GOAL OF THE EXERCISE
Across the records below, how many lines contain the string "artifactId"? Give the number by itself.

DATA FOR THIS EXERCISE
# # # #

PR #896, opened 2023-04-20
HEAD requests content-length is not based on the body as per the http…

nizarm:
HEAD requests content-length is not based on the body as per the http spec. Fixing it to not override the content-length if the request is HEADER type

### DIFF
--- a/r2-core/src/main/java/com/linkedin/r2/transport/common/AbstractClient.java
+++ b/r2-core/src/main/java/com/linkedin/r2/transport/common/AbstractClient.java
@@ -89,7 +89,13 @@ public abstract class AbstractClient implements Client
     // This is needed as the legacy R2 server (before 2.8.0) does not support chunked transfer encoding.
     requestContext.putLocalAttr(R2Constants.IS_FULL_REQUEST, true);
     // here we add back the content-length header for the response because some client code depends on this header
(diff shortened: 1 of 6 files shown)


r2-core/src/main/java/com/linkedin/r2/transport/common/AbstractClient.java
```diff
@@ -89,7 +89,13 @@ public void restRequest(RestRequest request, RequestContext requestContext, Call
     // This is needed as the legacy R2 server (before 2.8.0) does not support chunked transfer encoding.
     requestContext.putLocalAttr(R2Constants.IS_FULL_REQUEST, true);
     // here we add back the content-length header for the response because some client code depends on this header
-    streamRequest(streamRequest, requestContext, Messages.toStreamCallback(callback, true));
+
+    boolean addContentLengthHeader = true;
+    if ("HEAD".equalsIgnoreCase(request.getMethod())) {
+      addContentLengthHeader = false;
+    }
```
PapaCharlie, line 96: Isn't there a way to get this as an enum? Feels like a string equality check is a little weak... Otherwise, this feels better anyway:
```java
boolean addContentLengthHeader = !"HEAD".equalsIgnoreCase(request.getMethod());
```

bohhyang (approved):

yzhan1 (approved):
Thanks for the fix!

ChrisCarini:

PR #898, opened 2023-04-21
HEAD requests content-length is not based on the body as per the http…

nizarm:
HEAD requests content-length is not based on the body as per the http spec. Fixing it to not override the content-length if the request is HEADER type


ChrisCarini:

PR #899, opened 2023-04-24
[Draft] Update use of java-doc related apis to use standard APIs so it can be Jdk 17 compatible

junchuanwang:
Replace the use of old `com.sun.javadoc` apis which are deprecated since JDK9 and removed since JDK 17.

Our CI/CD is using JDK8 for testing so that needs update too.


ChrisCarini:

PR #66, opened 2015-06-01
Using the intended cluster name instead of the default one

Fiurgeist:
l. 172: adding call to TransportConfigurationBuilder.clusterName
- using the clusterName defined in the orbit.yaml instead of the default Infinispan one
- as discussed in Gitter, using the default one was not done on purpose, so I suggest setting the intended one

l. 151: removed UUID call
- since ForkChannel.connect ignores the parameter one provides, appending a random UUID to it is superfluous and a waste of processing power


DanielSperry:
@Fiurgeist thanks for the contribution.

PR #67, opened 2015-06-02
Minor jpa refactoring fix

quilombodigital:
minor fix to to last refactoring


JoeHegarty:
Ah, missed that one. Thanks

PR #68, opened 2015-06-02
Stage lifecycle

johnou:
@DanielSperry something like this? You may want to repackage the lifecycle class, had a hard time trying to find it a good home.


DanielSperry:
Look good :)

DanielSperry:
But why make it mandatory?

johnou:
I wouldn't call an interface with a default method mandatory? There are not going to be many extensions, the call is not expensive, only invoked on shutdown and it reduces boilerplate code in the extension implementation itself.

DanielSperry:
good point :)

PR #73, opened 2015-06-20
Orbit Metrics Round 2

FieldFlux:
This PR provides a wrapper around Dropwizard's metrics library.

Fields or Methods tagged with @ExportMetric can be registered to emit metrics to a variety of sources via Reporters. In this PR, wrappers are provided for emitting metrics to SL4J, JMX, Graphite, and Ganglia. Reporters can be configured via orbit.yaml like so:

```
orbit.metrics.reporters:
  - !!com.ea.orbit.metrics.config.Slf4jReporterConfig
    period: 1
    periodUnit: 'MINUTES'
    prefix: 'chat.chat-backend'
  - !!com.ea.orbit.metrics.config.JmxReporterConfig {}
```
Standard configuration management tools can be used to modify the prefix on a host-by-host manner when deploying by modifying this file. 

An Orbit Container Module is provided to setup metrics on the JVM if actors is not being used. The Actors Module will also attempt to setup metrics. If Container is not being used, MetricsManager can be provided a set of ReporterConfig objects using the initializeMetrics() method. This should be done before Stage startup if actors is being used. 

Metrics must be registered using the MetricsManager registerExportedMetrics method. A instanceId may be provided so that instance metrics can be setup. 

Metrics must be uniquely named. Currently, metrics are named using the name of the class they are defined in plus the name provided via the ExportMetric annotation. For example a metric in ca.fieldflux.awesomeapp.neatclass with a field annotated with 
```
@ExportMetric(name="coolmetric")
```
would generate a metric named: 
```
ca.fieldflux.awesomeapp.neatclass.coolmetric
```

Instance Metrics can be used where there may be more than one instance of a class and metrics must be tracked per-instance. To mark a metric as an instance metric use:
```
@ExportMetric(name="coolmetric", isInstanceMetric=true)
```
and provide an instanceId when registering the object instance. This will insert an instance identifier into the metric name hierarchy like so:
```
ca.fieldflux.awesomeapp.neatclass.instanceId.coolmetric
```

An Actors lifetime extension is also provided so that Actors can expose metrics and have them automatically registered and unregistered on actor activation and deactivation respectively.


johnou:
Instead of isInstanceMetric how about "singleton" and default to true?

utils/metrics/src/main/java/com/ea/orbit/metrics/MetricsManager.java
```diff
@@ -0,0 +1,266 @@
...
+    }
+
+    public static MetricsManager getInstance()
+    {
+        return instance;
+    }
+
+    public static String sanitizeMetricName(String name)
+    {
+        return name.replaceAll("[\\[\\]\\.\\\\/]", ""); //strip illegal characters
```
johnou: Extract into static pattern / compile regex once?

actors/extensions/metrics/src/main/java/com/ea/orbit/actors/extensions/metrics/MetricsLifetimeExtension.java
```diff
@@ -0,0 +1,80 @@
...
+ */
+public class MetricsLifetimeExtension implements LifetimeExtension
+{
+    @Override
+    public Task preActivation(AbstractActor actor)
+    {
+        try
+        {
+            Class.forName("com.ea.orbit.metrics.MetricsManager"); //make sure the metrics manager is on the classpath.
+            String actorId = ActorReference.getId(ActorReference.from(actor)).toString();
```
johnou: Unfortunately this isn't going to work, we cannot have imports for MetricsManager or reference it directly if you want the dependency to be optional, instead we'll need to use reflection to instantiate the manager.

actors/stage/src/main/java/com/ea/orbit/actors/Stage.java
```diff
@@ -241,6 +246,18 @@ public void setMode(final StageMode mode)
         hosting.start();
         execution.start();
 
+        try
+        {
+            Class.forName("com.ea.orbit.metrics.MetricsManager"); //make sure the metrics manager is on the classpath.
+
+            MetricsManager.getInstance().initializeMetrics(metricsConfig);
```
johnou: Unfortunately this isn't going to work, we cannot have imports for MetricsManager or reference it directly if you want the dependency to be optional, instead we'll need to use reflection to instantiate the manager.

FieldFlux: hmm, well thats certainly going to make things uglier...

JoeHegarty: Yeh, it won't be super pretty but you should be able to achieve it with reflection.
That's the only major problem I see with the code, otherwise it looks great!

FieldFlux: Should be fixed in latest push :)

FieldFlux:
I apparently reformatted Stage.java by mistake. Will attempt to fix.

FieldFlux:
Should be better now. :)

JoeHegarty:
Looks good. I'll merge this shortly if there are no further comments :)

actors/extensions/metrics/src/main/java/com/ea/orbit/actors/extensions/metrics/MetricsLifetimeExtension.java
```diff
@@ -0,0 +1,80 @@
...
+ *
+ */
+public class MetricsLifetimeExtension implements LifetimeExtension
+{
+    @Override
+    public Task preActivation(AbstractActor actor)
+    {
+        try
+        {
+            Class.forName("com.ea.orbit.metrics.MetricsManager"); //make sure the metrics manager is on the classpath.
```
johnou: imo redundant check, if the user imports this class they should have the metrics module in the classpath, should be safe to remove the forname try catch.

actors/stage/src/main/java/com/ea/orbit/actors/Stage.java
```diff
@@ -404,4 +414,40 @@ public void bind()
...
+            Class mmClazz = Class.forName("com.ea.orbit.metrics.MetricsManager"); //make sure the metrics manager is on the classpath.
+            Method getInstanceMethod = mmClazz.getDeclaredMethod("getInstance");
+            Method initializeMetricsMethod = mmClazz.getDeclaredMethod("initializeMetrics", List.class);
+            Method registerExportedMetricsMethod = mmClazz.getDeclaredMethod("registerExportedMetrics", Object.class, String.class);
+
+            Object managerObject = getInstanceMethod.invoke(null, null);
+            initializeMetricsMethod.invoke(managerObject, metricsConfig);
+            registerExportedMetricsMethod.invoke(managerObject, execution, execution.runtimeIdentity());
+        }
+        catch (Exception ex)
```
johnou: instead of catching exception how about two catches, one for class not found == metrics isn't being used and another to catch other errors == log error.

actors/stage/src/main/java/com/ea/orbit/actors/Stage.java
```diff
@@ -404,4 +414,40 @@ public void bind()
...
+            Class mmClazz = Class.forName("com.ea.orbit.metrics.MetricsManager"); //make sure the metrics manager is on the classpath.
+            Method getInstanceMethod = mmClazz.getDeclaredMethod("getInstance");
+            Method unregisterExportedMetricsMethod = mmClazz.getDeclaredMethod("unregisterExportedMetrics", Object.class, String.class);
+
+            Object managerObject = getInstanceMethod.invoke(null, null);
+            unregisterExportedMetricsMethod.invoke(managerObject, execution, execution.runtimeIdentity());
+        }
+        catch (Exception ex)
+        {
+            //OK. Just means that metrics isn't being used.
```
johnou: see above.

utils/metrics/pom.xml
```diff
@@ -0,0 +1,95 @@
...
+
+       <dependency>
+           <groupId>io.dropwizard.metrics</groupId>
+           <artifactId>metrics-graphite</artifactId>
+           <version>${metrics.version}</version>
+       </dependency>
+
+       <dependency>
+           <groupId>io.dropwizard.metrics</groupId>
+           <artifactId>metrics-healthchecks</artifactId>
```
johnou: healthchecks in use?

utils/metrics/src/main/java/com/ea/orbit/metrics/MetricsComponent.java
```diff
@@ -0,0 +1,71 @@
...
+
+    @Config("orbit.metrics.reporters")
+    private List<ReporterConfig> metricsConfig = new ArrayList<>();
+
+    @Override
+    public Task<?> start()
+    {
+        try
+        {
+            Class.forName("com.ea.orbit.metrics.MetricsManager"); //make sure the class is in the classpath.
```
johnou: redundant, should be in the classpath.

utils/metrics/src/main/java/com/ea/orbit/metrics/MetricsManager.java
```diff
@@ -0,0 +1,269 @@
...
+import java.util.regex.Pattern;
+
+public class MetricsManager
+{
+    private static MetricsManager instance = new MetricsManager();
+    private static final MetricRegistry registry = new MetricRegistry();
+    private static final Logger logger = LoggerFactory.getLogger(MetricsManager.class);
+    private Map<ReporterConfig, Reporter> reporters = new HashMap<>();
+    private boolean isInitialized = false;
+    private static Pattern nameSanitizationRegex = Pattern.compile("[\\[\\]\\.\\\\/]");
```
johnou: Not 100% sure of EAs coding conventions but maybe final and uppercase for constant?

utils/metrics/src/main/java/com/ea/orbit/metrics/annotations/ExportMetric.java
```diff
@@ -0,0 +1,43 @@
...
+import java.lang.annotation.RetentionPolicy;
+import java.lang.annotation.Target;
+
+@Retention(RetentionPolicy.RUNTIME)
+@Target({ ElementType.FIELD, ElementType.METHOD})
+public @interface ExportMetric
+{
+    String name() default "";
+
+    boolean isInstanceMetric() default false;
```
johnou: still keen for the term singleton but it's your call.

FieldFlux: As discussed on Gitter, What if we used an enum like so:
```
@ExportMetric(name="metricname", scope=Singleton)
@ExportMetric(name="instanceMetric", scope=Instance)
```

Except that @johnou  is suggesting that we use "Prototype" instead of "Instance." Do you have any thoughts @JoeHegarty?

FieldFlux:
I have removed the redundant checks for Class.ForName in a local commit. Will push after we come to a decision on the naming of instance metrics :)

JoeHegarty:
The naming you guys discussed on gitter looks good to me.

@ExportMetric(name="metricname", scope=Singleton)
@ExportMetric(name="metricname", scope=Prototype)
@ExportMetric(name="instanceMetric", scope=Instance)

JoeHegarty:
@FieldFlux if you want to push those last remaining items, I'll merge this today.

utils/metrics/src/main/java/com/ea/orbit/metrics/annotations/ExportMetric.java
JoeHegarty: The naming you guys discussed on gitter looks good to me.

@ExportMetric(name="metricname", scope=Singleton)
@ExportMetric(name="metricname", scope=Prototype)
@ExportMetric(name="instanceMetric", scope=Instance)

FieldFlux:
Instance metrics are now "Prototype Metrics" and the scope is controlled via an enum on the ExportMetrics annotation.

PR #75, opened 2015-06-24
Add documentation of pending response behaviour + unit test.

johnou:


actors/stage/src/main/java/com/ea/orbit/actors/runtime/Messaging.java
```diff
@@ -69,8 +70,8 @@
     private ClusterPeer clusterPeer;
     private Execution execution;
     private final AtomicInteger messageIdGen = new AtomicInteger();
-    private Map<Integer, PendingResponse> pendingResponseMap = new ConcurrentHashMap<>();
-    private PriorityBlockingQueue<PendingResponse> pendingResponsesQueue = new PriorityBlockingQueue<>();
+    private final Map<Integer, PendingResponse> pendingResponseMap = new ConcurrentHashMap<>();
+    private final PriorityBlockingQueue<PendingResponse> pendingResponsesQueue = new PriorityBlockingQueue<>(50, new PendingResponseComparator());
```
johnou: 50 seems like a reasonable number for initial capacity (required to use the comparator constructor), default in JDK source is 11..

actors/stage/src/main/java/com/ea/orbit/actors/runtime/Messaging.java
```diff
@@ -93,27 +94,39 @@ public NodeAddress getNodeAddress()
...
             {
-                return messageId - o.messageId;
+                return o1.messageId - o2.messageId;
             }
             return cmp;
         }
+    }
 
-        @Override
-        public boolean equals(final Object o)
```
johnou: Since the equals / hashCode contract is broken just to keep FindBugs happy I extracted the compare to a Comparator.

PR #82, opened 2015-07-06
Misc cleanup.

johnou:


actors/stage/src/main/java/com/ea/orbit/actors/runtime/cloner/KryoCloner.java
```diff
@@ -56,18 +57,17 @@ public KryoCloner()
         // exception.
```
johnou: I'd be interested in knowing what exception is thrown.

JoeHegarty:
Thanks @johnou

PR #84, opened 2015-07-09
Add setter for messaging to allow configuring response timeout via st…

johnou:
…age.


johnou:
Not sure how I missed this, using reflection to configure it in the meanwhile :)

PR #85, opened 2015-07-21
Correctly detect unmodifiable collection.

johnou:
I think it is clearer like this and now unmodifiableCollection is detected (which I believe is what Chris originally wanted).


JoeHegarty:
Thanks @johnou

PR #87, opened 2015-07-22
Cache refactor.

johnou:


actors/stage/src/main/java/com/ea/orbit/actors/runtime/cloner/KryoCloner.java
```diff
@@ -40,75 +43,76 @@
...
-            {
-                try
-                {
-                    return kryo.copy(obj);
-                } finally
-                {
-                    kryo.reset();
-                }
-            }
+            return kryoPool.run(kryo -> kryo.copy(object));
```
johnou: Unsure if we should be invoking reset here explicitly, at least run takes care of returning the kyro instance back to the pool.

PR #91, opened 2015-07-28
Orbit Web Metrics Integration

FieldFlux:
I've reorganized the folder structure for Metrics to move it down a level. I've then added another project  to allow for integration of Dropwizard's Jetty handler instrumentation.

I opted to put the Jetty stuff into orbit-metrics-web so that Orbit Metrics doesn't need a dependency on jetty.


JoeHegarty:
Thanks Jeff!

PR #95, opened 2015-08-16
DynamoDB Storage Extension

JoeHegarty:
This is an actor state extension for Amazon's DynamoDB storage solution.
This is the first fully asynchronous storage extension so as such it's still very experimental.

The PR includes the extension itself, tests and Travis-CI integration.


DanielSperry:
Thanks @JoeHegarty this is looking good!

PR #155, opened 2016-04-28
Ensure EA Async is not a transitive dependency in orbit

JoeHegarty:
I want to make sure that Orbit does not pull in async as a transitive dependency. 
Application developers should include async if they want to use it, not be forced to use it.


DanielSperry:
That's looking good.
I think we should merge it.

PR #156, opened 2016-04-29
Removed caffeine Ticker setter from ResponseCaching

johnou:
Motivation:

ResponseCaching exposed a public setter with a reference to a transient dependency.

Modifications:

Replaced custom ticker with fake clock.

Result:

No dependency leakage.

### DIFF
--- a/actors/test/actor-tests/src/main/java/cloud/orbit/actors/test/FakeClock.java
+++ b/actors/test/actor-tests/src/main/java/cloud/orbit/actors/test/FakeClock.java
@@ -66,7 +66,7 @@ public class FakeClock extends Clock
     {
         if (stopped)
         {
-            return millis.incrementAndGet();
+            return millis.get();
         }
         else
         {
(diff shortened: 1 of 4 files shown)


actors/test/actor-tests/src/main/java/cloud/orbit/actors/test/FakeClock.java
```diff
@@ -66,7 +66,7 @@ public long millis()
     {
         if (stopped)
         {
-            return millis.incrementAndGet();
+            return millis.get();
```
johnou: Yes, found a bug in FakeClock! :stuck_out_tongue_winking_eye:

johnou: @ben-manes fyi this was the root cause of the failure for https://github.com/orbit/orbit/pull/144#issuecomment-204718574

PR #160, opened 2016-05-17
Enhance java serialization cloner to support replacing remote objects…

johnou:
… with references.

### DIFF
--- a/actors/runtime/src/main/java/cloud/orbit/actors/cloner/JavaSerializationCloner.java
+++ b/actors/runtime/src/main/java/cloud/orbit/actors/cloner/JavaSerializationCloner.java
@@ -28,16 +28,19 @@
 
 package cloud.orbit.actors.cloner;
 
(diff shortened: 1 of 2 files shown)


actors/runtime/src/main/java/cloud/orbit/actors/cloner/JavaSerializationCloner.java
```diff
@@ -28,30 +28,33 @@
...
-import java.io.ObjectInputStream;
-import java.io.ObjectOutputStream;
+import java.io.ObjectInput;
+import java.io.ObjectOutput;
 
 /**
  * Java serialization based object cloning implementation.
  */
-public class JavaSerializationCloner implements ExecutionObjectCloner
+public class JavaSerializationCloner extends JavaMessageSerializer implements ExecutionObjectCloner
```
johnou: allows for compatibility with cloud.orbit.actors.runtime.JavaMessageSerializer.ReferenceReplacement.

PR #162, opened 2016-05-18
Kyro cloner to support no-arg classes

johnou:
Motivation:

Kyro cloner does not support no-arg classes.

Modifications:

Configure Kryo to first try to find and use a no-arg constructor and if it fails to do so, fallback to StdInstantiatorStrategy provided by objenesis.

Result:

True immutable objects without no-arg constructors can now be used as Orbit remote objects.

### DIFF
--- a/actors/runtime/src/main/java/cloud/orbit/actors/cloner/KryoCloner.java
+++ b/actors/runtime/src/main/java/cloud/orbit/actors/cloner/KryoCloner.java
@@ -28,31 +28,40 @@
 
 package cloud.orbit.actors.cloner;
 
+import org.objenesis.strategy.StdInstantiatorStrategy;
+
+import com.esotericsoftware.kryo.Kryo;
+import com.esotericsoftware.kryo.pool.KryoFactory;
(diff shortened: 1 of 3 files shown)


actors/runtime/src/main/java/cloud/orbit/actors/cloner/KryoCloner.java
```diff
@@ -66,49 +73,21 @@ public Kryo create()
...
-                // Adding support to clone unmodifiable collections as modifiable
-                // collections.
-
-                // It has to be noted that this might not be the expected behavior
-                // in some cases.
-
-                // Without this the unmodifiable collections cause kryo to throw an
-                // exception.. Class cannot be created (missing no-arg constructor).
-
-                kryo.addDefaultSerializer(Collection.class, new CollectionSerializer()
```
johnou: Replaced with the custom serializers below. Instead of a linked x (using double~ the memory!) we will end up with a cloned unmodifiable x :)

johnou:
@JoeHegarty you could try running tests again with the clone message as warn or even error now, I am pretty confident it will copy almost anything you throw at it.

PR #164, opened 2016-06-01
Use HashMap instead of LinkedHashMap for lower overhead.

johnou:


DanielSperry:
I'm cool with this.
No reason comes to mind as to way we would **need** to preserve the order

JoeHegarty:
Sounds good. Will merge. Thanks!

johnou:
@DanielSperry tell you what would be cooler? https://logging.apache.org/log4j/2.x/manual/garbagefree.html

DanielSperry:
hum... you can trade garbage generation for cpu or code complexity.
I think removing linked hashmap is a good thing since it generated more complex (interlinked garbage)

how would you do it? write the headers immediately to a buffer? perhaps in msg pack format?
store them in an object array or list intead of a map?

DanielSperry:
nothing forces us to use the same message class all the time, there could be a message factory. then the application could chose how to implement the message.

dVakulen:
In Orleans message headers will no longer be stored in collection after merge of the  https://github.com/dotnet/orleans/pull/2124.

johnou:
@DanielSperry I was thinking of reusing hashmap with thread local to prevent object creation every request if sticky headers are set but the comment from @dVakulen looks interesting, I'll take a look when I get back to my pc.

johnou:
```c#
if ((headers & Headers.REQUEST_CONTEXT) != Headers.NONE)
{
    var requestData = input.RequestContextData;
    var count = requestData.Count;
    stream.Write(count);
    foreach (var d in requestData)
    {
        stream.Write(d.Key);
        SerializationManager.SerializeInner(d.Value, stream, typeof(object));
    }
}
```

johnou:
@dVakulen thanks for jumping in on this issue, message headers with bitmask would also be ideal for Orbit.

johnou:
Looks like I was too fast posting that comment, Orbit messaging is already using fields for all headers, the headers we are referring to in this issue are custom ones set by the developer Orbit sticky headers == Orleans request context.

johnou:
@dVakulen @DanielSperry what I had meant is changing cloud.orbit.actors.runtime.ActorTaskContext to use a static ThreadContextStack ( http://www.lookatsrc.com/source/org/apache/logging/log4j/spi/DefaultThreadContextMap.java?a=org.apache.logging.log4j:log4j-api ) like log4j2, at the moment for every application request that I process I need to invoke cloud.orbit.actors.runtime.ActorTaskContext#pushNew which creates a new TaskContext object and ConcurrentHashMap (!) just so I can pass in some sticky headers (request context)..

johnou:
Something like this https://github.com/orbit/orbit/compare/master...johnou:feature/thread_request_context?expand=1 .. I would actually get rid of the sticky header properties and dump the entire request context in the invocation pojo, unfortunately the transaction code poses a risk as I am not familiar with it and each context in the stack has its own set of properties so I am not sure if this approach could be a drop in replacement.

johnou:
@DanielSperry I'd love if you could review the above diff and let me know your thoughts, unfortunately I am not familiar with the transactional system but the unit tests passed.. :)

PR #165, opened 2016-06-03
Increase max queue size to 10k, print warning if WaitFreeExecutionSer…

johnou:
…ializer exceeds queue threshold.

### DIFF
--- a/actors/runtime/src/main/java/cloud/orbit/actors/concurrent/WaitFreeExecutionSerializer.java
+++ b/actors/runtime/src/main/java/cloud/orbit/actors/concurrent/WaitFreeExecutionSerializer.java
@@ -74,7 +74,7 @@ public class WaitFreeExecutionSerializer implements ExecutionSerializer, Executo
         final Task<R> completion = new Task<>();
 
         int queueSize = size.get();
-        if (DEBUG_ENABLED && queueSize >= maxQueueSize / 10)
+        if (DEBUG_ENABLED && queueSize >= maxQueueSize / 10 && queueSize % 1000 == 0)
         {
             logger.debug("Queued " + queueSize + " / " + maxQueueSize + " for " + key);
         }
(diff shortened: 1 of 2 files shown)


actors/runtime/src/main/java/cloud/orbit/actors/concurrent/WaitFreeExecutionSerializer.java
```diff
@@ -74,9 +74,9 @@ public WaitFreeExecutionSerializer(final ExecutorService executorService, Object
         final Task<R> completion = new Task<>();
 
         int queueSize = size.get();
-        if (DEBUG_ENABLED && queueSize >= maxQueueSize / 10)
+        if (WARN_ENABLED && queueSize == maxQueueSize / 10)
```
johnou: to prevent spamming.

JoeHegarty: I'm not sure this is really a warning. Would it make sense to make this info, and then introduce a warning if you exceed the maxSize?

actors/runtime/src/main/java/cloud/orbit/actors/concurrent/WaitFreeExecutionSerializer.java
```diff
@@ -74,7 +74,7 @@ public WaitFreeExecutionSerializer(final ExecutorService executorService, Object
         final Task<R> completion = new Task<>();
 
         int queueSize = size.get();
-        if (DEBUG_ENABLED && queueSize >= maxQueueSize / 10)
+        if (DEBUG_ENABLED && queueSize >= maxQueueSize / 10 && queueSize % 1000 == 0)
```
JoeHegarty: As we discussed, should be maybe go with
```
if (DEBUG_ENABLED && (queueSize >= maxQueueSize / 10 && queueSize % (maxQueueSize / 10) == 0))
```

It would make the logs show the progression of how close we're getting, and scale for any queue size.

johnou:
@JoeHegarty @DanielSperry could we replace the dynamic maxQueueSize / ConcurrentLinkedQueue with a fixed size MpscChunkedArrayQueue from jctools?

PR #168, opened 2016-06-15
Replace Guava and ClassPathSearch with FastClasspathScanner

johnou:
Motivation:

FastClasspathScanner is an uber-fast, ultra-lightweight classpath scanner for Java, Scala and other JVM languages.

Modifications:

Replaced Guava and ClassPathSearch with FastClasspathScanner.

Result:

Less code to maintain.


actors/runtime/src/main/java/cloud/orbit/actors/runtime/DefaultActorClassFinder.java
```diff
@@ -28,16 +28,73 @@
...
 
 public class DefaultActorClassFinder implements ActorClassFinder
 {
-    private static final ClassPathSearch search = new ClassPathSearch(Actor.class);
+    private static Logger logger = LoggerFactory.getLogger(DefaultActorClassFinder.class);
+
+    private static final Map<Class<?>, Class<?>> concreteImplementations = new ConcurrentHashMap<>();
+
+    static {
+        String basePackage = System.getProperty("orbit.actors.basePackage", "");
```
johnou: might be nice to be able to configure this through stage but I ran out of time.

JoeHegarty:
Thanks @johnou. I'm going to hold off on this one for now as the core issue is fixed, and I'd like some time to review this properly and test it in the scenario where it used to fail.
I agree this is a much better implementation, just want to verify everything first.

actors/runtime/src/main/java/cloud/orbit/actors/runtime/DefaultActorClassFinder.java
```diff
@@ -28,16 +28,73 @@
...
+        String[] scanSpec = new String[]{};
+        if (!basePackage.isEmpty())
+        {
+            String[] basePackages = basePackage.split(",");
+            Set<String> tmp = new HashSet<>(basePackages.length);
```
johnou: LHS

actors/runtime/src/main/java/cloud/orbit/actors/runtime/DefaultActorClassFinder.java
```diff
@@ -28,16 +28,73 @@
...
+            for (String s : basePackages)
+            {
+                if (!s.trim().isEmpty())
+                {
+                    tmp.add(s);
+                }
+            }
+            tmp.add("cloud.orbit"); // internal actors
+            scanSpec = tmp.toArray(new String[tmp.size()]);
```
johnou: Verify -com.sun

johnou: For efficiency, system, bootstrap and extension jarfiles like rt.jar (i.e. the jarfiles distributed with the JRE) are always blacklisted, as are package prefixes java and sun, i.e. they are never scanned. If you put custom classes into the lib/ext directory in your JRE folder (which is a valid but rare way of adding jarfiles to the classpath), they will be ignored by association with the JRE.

# # # #

TASK SOLUTION
2